Dariusz Klimczak (Koalicja Polska) ocenił, że rządowy projekt teoretycznie ma na celu wykonanie prawa UE, a włożono szereg poprawek, część niezwykle potrzebnych. - Uważam, że nowelizacja jest swojego rodzaju nauczka i przestrogą dla wszystkich, którzy chcą iść drogą Wielkiej Brytanii i wyjść z UE. Kłopot, który rozwiązujemy, jest jednym z bardzo wielu - dodał.
Zastrzeżenia Konfederacji
Robert Winnicki (Konfederacja) przekonywał, że Polska jest najbardziej proimigranckim krajem w Europie od bardzo wielu lat. Mówił, że z danych Eurostatu wynika, że przyjmujemy ok. 25 proc. wszystkich imigrantów przybywających do UE, spoza jej granic, więcej znacznie niż Niemczy czy Hiszpania. - Jest to znak firmowy polityki rządu PiS, podmiana demograficzna, zmiana populacyjna. Niestety nie idą za tym żadne rozwiązania w kierunku integracji, asymilacji, czasowego ograniczenia. (…) Co się dzieje przy wydawałoby się niewinnej ustawie (…) - w tej ustawie rząd przemyca jednej punkt, w którym dodatkowe świadczenia, dodatkowe ubezpieczenia będą przysługiwać tym, którzy nawet nie mają zezwolenia na pobyt w Polsce lub wizy w celu wykonywania pracy - mówił Winnicki. Poinformował, że Konfederacja składa poprawkę, wykreślająca ten zapis.
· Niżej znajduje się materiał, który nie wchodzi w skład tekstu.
PR #330, opened 2024-07-05
DM-45131: Correct logger class in docstring

timj:


python/lsst/ip/diffim/subtractImages.py
```diff
@@ -1138,7 +1138,7 @@ def checkTemplateIsSufficient(templateExposure, logger, requiredTemplateFraction
     ----------
     templateExposure : `lsst.afw.image.ExposureF`
         The template exposure to check
-    logger : `lsst.log.Log`
+    logger : `loggnig.Logger`
```
mwittgen, line 1141:
```suggestion
    logger : `logging.Logger`
```

mwittgen (approved):
One typo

Wojciech Maksymowicz (Polska 2050) ocenił tymczasem, że regulacja zawarte w projekcie są niewątpliwie konieczne w związku z wyjściem Wielkiej Brytanii z UE. Zagadnienia związane ze szczepieniami i rozwiązania dla branży sanatoryjnej, także - jak mówił - są zasadne. Poinformował, że jego koło popiera uchwalenia przedłożonej ustawy.
Projektem zajmie się w środę wieczorem komisja zdrowia.